[Start of Attachment]

PR #237, opened 2023-09-19
Bump _restclient's `aiohttp` and `aiohttp_client_cache` version deps

aaraney:
bump `aiohttp` and `aiohttp_client_cache` version deps
    
See #103 for background as to why `aiohttp` was previously pinned. In short, the issues that led to pinning `aiohttp` have be resolved upstream.
    
`aiohttp_client_cache` >= 0.9.0 needed b.c. https://github.com/requests-cache/aiohttp-client-cache/issues/173

## Changes

- `_restclient` depends on `aiohttp~=3.8` and `aiohttp_client_cache>=0.9.0`

## Checklist

### DIFF
--- a/python/_restclient/pytest.ini
+++ b/python/_restclient/pytest.ini
@@ -1,0 +1,2 @@
+[pytest]
+asyncio_mode = auto
--- a/python/_restclient/setup.cfg
+++ b/python/_restclient/setup.cfg
@@ -30,8 +30,8 @@ packages = find_namespace:
 package_dir =
     =src
 install_requires =
-    aiohttp<=3.7.4.post0
-    aiohttp_client_cache
+    aiohttp~=3.8
+    aiohttp_client_cache[sqlite]>=0.9.0
     python-forge
     aiosqlite
     pandas


jarq6c:
Simple enough!

aaraney:
I will open up another PR that bumps the version of this when i'm done testing things out. Im running into an issue with the `nwis_client` `cli`.

jarq6c:
Any idea why this PR would cause the `deploy-gh` workflow to fail?

aaraney:
I think it is because the source didnt change. Still kind of odd that it failed.

aaraney:
Having spend a day or so looking at this last week, I don't know that it is going to be as straight forward to fix as I was hoping. Here is a brief-ish explanation. 

`hydrotools._restclient` uses and expands upon `aiohttp_cache_client` to provide a request client that handles request caching and retry / backoff capabilities. `aiohttp_cache_client` supports several cache storage backends, `sqlite` being one of them. `sqlite` is the only backend that `_restclient` supports at the moment. `aiohttp_cache_client` uses `aiosqlite` as a backend driver to support its `sqlite` backend capabilities. `aiosqlite` use threading to provide a async sqlite client. To accomplish this, `aiosqlite` runs its own event loop (see [`aiosqlite.Connection.run()`](https://github.com/omnilib/aiosqlite/blob/40442815b1a9a67b6f458fe56a1f4717c6f6c74c/aiosqlite/core.py#L76)) in a separate thread that effectively acts like a scheduler. 

Inside `aiosqlite`'s loop, a tuple of a callable _and_ an unfulfilled `asyncio.Future` are pulled from a work queue. The callable is called and the result of the callable is _scheduled_ to be set _as the result_ of the unfulfilled `asyncio.Future` _on the **main** event loop_. This includes closing the `aiosqlite.Connection` instance. 

This means that the _runtime of the event loop_ must be strictly longer than the `aiosqlite.Connection` or else you cannot close the `aiosqlite.Connection` instance because the created future will never have a result. Likewise, this means that if a `aiosqlite.Connection` is created, but not explicitly or implicitly (`async` context manager) closed, the `aiosqlite.Connection` event loop will run forever and the program will not exit. Consequently, this means that any code that manages a `aiosqlite.Connection` instance is forced to require users of that code to explicitly or implicitly close the, possibly encapsulated, `aiosqlite.Connection`. Likely meaning that either a `close()` method is added to the public api of the object or `async` context manager is added and either is required to correctly use the object or the code will hang without exiting. A full description of the issue along with code examples can be found [here](https://github.com/requests-cache/aiohttp-client-cache/issues/173#issuecomment-1730206380).

aaraney:
@jarq6c, for sure! Yeah, I will open an issue to track this.

aaraney:
I opened #238 to track this.

PR #261, opened 2024-11-19
Update `hydrotools.metrics` to newer Python versions

jarq6c:
This PR updates the `hydrotools.metrics` package to test on Python versions 3.9, 3.10, and 3.11. It also transitions the package from using a `setup.cfg` to just using `pyproject.toml`.

## Additions

-

## Removals

- `setup.cfg`

## Changes

- `pyproject.toml`
- Had to switch some docstrings to raw strings due to embeded LaTeX.

## Testing

1. No changes.

## Notes

- Last version under old DOC license.
- Related to #259 and #260 

## Todos

-

## Checklist

- [x] PR has an informative and human-readable title
- [ x PR is well outlined and documented. See [#12](https://github.com/jarq6c/evaluation_tools/pull/12) for an example
- [x] Changes are limited to a single goal (no scope creep)
- [x] Code can be automatically merged (no conflicts)
- [x] Code follows project standards (see [CONTRIBUTING.md](../CONTRIBUTING.md))
- [x] Passes all existing automated tests
- [x] Any _change_ in functionality is tested
- [ ] New functions are documented (with a description, list of inputs, and expected output) using [numpy docstring](https://numpydoc.readthedocs.io/en/latest/format.html) formatting
- [ ] Placeholder code is flagged / future todos are captured in comments
- [x] Reviewers requested with the [Reviewers tool](https://help.github.com/articles/requesting-a-pull-request-review/) :arrow_right:

PR #263, opened 2024-11-19
Migrate `setup.cfg` to `pyproject.toml`

aaraney:
- Update github actions imports `actions/setup-python` -> `@5`; `actions/checkout` -> `@v4`
- Test all subpackages in ci w/ `3.11` and `3.12`.
- Migrate all subpackage metadata files from `setup.cfg` to `pyproject.toml`.
- Bump all subpackage patch versions


aaraney:
@jarq6c, [`hydrotools.caches` tests](https://github.com/NOAA-OWP/hydrotools/actions/runs/11921332173/job/33225219879?pr=263) are failing for `python` `3.9`. It looks like a clean up condition that might need a guard clause. I verified that the later versions of python (`>3.9`) in the test matrix are using a later version, `3.10.1`, of `tables`. It looks like `tables` [3.10.0](https://github.com/PyTables/PyTables/releases/tag/v3.10.0) dropped support for `python<3.10`.

aaraney:
@jarq6c, I think the `hydrotools.nwm_client_new` `3.9` tests are failing for a similar reason. My best guess is the wheel pulled for `tables==3.9.2` (version in failing tests) was compiled with `numpy<2` but notice the test runner is pulling `numpy>=2`. So, there are ABI issues when `tables` goes to call `numpy` functions.

If that is the case, we should be able to remedy this by conditionally requiring `numpy<2` for `python<3.10`.

aaraney:
Looks like [9b9fcfa](https://github.com/NOAA-OWP/hydrotools/pull/263/commits/9b9fcfa3c2fad0a41d10c48325568087157bf947) fixed the `hydrotools.nwm_client_new` test failures.

aaraney:
Looks like [17c0090](https://github.com/NOAA-OWP/hydrotools/pull/263/commits/17c00903902003eb45b5d9377bece086a55ac48e) fixed the `hydrotools.caches` test failures.

python/nwis_client/pyproject.toml
```diff
@@ -1,6 +1,46 @@
 [build-system]
+requires = ["setuptools>=70"]
 build-backend = "setuptools.build_meta"
-requires = [
-  "setuptools>=42",
-  "wheel",
+
+[project]
+name = "hydrotools.nwis_client"
+authors = [{ name = "Austin Raney", email = "aaraney@protonmail.com" }]
```
jarq6c, line 7: It looks like the move to `pyproject.toml` makes it easier to have multiple authors. Would you like to share the authorship? You should remain first author, of course.

jarq6c:
Thanks for tackling all these @aaraney ! I had originally planned to bump the patch versions of all these packages with these changes. What do you think?

aaraney:
@jarq6c, yeah that is cool with me. Ill do that now.

python/metrics/src/hydrotools/metrics/_version.py
```diff
@@ -1 +1 @@
-__version__ = "1.3.5"
+__version__ = "1.3.6"
```
jarq6c, line 1: `metrics` was already bumped under #261

aaraney: Great catch, @jarq6c. Just reverted.

jarq6c (approved):

aaraney:
Thanks for the review, @jarq6c :tada:!

PR #264, opened 2024-11-20
ci: run slow unit tests on 3.11 & 3.12

### LINKED ISSUE #259: Update automated testing
Python 3.8 is EOL as of 2024-10-07. We need to update the automated tests and PyPI classifiers of all packages. I'm thinking we should target the three versions that are out of "bugfix" status and 3.12 (the oldest version still in bugfix).

aaraney:
closes #259

### DIFF
--- a/.github/workflows/run_slow_unit_tests.yml
+++ b/.github/workflows/run_slow_unit_tests.yml
@@ -38,7 +38,7 @@ jobs:
     runs-on: ubuntu-latest
     strategy:
       matrix:
-        python-version: ["3.8", "3.9", "3.10"]
+        python-version: ["3.8", "3.9", "3.10", "3.11", "3.12"]
     steps:
     - uses: actions/checkout@v2
       with:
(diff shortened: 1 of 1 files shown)


.github/workflows/run_slow_unit_tests.yml
```diff
@@ -87,7 +87,7 @@ jobs:
     runs-on: ubuntu-latest
     strategy:
       matrix:
-        python-version: ["3.8", "3.9", "3.10"]
+        python-version: ["3.9", "3.10", "3.11", "3.12"]
```
jarq6c, line 90: Good catch :)

.github/workflows/run_slow_unit_tests.yml
```diff
@@ -38,7 +38,7 @@ jobs:
     runs-on: ubuntu-latest
     strategy:
       matrix:
-        python-version: ["3.8", "3.9", "3.10"]
+        python-version: ["3.8", "3.9", "3.10", "3.11", "3.12"]
     steps:
     - uses: actions/checkout@v2
```
jarq6c, line 43: I think we'll want to update these, as well. (i.e. `actions/checkout` -> `@v4`)

aaraney: Thanks for catching this! Apparently need more coffee this morning 😅

jarq6c (approved):

jarq6c:
Thanks again @aaraney !

PR #268, opened 2024-12-03
Swap `nwm-client`

jarq6c:
Alright, let's rip this band-aid. This PR upgrades `nwm_client_new` v8.0.0, renames it, replaces the old `nwm_client` and removes the `nwm_client_new` package. v8.0.0 of both `nwm_client_new` and `nwm_client` have been deployed. The only difference apart from the package name is that `nwm_client_new` raises a `FutureWarning` on import.

This PR was always going to be messy due to the number of files edited and moved around.


jarq6c:
Looks like GH picked up the correctly named tests and they all passed!

aaraney:
Great! :tada:

PR #271, opened 2024-12-23
Remove caches and and old nwm client from slow unit tests

jarq6c:
Simple fix for failing slow unit tests that removes testing for `caches` and `nwm_client_new` which no longer exist.


jarq6c:
Manual run of weekly tests all passed.

PR #283, opened 2025-02-18
update pytest fixture from loop to event_loop in svi_client

jarq6c:
Weekly unit test failed yesterday. Same problem and fix addressed in #282


aaraney:
Thanks for fixing this, @jarq6c!

PR #307, opened 2026-05-01
Add `waterdata-client` dataframe transformers

jarq6c:
This PR introduces new functionality to transform deserialized GeoJSON into alternative formats. Prior to this PR, all classes defined in `clients.py` could only return `dict`. This PR adds the ability to further process these results into more useful formats for data scientists. This PR also adds column label mapping from WaterData labels to HydroTools canonical labels for some backwards compatibility with `hydrotools.nwis_client`.

## Changes

- `pyproject.toml` Added `geopandas` as a dependency.
- `base_client.py` Added new `transformer` attribute (a `Callable` type) and `_handle_response` method that calls the `transformer`.
- `clients.py` Regenerated from template.
- `constants.py` Regenerated from template.
- `transformers.py` New module that defines a `ResponseTransformer` protocol and `TransformedResponse_co` TypeVar. Also includes three example transformer methods: `check_features`, `to_geodataframe`, and `to_dataframe`.
- `clients.py.j2` Updates Jinja2 template for `clients.py` to include application of optional tranformer.
- `constants.py.j2` Updates Jinja2 template with column enums and mapping from waterdata labels to hydrotools canonical columns.
- `README.md` Added example using new `to_geodataframe` transformer.

## Testing

 - `test_clients.py` Updated to account for new transformer kwarg. Set to None to maintain current tests.
 - `test_transformers.py` Add testing for transformers.

## Checklist

### DIFF
--- a/python/waterdata_client/src/hydrotools/waterdata_client/base_client.py
+++ b/python/waterdata_client/src/hydrotools/waterdata_client/base_client.py
@@ -184,7 +184,7 @@ class BaseClient(Generic[TransformedResponse_co]):
     def _handle_response(
             self,
             data: list[dict[str, Any]]
-    ) -> TransformedResponse_co:
+    ) -> TransformedResponse_co | list[dict[str, Any]]:
         """Handle JSON response and optionally transform.
     
         Args:
@@ -195,5 +195,5 @@ class BaseClient(Generic[TransformedResponse_co]):
             transformed responses.
         """
         if self.transformer is None:
-            return data # type: ignore
+            return data
         return self.transformer(data)
--- a/python/waterdata_client/src/hydrotools/waterdata_client/base_client.py
+++ b/python/waterdata_client/src/hydrotools/waterdata_client/base_client.py
@@ -19,9 +19,9 @@ from .url_builder import (
     build_request_batch_from_feature_ids,
     QueryType
 )
-from .transformers import TransformedResponse_co, ResponseTransformer, check_features
+from .transformers import TransformedResponseT_co, ResponseTransformer, check_features
 
-class BaseClient(Generic[TransformedResponse_co]):
+class BaseClient(Generic[TransformedResponseT_co]):
     """Base class for USGS OGC API clients. Specific child classes may overwrite
     private attributes: _server, _api, _endpoint, _path, _content_type,
     _max_pages.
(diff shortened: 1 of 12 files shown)


python/waterdata_client/src/hydrotools/waterdata_client/base_client.py
```diff
@@ -174,3 +180,20 @@ def _get_next_url(self, response: dict[str, Any]) -> URL:
...
+    
+        Args:
+            data: A list of deserialized GeoJSON responses from an OGC-compliant API.
+        
+        Returns:
+            If self.transformer is None, returns untransformed data, else returns
+            transformed responses.
+        """
+        if self.transformer is None:
+            return data # type: ignore
```
christophertubbs: What happens if you add `list[dict[str, Any]]` to a union as the return type? It'll probably move the warning down the line, but it might be more insightful.

christophertubbs (approved):
It might have been better to set `TransformedResponse_co` to something like:

`TransformedResponse = Sequence[Mapping[str, Any]]`

in order to keep the interface uniform where the transformer's duties are just to modify what will eventually get passed into other constructors. May also be worth coming up with an alias for `list[dict[str, Any]]` anyways since it sounds like it fits `Rows` or something.

The only thing I consider a tad shaky is the vagueness of what `TransformedResponse_co` _might_ be, but I'm not looking at this in an editor and the possibility of IDE confusion doesn't qualify as a blocker.

python/waterdata_client/src/hydrotools/waterdata_client/base_client.py
jarq6c: Interesting. That seems to have fixed the issue. I swear when I tried adding it before it resulted in the incorrect type getting reported in `client.get`.

jarq6c:
> It might have been better to set `TransformedResponse_co` to something like:
> 
> `TransformedResponse = Sequence[Mapping[str, Any]]`
> 
> in order to keep the interface uniform where the transformer's duties are just to modify what will eventually get passed into other constructors. May also be worth coming up with an alias for `list[dict[str, Any]]` anyways since it sounds like it fits `Rows` or something.
> 
> The only thing I consider a tad shaky is the vagueness of what `TransformedResponse_co` _might_ be, but I'm not looking at this in an editor and the possibility of IDE confusion doesn't qualify as a blocker.

`TransformedResponse_co` is a template type variable. It could literally be anything. Here's a (rather silly) motivating example of what the type engine does with the TypeVar. In VSCode, the linter correctly shows that `client.get` returns `int`.

```python
from typing import Any
from hydrotools.waterdata_client import LatestContinuousClient

# Example custom transformer
def my_custom_transformer(data: list[dict[str, Any]]) -> int:
    return 42

# Instantiate client with custom transformer
client = LatestContinuousClient(
    transformer=my_custom_transformer
)

# Call client.get
value = client.get(
    monitoring_location_id="USGS-02146470"
    )

# Look at result
print(value) # 42
```

jarq6c:
Actually, I think I'll rename the type variable to `TransformedResponseT_co` to make it more explicit.

jarq6c:
WRT a type alias for `list[dict[str, Any]]`, we might look into using geojson-pydantic. I'm considering introducing pydantic for query validation eventually.

https://developmentseed.org/geojson-pydantic/intro/
https://github.com/developmentseed/geojson-pydantic

PR #186, opened 2021-08-04
occamy: Hook-up interrupts

zarubaf:
This add timer interrupts and software interrupts to each snitch core. Imho, up for discussion should be whether we are really want to have a `timercmp` for each Snitch core. We can definitely customize this.


niwis (approved):
Nice. That looks like one large CLINT ;-)

zarubaf:
Hehe, yes - it is :)

PR #187, opened 2021-08-04
Add atomic adapter for SPM

zarubaf:
As discussed (@niwis) it would be good for the SPM to support atomics so that we can properly use U-Boot SPL etc. from the SPM.


niwis (changes requested):
Great!! I guess #186 has sneaked in?

zarubaf:
Yes, re-based on latest master. The diff should be cleaner now.

niwis (approved):
Perfect, looks good to me!

PR #188, opened 2021-08-05
banshee: Default TCDM address same as cluster

noah95:
Why don't we default to the same TCDM start address as the `snitch_cluster`? While adding an allocator to the `snRuntime` the first allocation is currently at `0x0` which is a null pointer signalling a failed allocation. Let's see if this brakes any CI.


SamuelRiedel:
Absolutely. It seems the multicluster tests currently fail. Most likely because the tests are not recompiled with the updated TCDM addresses, which leads to the TCDM being mapped to the slow path and be shared amongst all clusters. I think once you align the linker script and recompile the tests, most of them should already pass.

SamuelRiedel (approved):
Ok, this seems to have fixed all the tests :tada: 

LGTM Thanks :)

PR #191, opened 2021-08-06
icache: Fix refiller in case of larger AXI port

zarubaf:
In case the AXI port is larger than the cache line the refiller would
violate the protocol by using the address to re-align the incoming R
beat. But the address wasn't stable anymore since the transaction had
already handshaked.

The only solution would be to safe the offset and re-align when the Rs
are coming in.


zarubaf:
I think that is pretty uncontroversial - so I am going to merge it :)

PR #192, opened 2021-08-06
Instruction cache at wide cluster port

zarubaf:
Now that we have the wide DMA port it (can) make sense to actually
perform icache refills from that port, this potentially cuts down the
re-fill latency a couple of cycles.

More importantly, in case there is a read-only cache on the wide
network, it makes use of the same.

(Based on #191)

### DIFF
--- a/hw/ip/snitch/src/snitch_pkg.sv
+++ b/hw/ip/snitch/src/snitch_pkg.sv
@@ -128,14 +128,14 @@ package snitch_pkg;
   typedef enum integer {
     CoreReq = 0,
     AXISoC  = 1,
-    PTW     = 2,
-    ICache  = 3
+    PTW     = 2
   } cluster_master_e;
 
   // Slaves on Cluster DMA AXI Bus
   typedef enum int unsigned {
-    TCDMDMA = 32'd0,
-    SoCDMAOut = 32'd1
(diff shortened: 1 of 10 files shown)


zarubaf:
@niwis Anything you want to add/change?

niwis (approved):
Looks good to me! My only concern is that instruction fences remain effective, what is the solution there? Flushing the full quadrant? (Sorry for the delayed reply, the PR slipped my attention)

niwis:
And is it possible to access the SPM via the wide crossbar?

zarubaf:
> Looks good to me! My only concern is that instruction fences remain effective, what is the solution there? Flushing the full quadrant? (Sorry for the delayed reply, the PR slipped my attention)

I don't think anything should change for that. The instruction cache can still be invalidated very much the same way (`fence.i`).



> And is it possible to access the SPM via the wide crossbar?

That is a very valid point. Currently, it can't, but it seems that this needs to change anyway (see the discussion yesterday on the atomics supported in L2). I will open a new issue for that, it should be relatively easy to fix (famous last words).

niwis:
Okay :-) And I guess the same then also goes for the bootrom, debug module and other peripherals

niwis:
Looks good to me after #200

PR #193, opened 2021-08-06
Feature/cluster interrupts

noah95:


sw/snRuntime/src/start.S
```diff
@@ -44,6 +44,45 @@ snrt.crt0.init_bss:
     blt       t0, t1, 1b
 2:
 
+snrt.crt0.init_registers:
+    # Clear FP registers
+    csrr    t0, misa
+    andi    t0, t0, (1 << 3) # 3: D - single precision float extension
```
zarubaf, line 50: What about F-only cores? I think we should also use `f` instructions here, since they will also clear the register.

We could also set `mtvec` to the `3f` label. In case the core doesn't have the available instructions it should except to that address with an illegal instruction.

sw/banshee/src/runtime/common.rs
```diff
@@ -81,3 +83,23 @@ pub struct DmaState {
...
+    pub mie: u32,
+    // machine interrupt pending (same bits as mip csr)
+    pub mip: u32,
+    // machine trap vector
+    pub mtvec: u32,
+    // machine exception PC
+    pub mepc: u32,
+    // machine cause
+    pub mcause: u32,
+}
```
zarubaf, line 105: The only real comment I would have is that this seems a bit ad-hoc to me, I can see how `mcause` relates to interrupts but I would probably prefer if we can group the CSRs in something like a privileged state (in case we are extending the capabilities later). But I am okay with leaving it like this now.

zarubaf (approved):
Generally LGTM! Thanks a lot for this very nice addition!

hw/ip/snitch_cluster/src/snitch_cluster_wrapper.sv.tpl
```diff
@@ -11,21 +11,21 @@ ${disclaimer}
...
-  % for c in reversed(cfg['cores']):
+  % for c in cfg['cores'][::-1]:
 ${int(c[prop])}\
   % endfor
 </%def>\
 
 <%def name="core_isa(isa)">\
 ${cfg['nr_cores']}'b\
-  % for c in cfg['cores']:
+  % for c in reversed(cfg['cores']):
```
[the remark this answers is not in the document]
noah95: `reversed` didnt work [here](https://github.com/pulp-platform/snitch/pull/193/files/2556c294cb8964ec9458aa5bb982b7ad43c5fca8#diff-c91009ca628484eaed6d84ddeef3791d8f5c928e87619d49d8909af339283f6cR14) so this is just an artifact and is now resolved

sw/snRuntime/src/start.S
noah95: Absolutely correct but I wouldn't do it with an exception. Resolved in 5d61898

sw/banshee/src/runtime/common.rs
noah95: Agree, we could simply group all CSRs into a HashMap for example. @SamuelRiedel any suggetions?

SamuelRiedel: A hash map sounds like a good idea. But some special registers like `minstret`, which is accessed each instruction, might better be kept directly accessible.

sw/banshee/src/engine.rs
```diff
@@ -647,23 +703,74 @@ impl<'a, 'b> Cpu<'a, 'b> {
...
+            riscv::Csr::Mie => self.state.irq.mie = value,         // CSR_MIE
+            riscv::Csr::Mip => self.state.irq.mip = value,         // CSR_MIP
+            riscv::Csr::Mtvec => self.state.irq.mtvec = value,     // CSR_MTVEC
+            riscv::Csr::Mepc => self.state.irq.mepc = value,       // CSR_MEPC
+            riscv::Csr::Mcause => self.state.irq.mcause = value,   // CSR_MCAUSE
+            _ => (),
+        }
+    }
+
+    fn binary_csr_read_silent(&self, csr: riscv::Csr) -> u32 {
```
SamuelRiedel, line 743: Is the only difference to the 'regular' car functions the tracing?

SamuelRiedel (approved):
LGTM. Thanks :) I think the solution for the IRQ checking is fine and we can always improve it when necessary. I just have some minor questions.

sw/banshee/src/engine.rs
noah95: yes the `trace!` is the only difference. Since with the interrupts the CSR are read on every instruction this would else pollute the output when running with `SNITCH_LOG=trace` (has nothing todo with the `--trace` tracer).

The redundant code is ugly, should I solve this with a function argument?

[End of Attachment]

* **What the exercise asks**: Count the lines of the listing that contain the word "Regenerated", and give only the number.

* **Answer to this task**: 2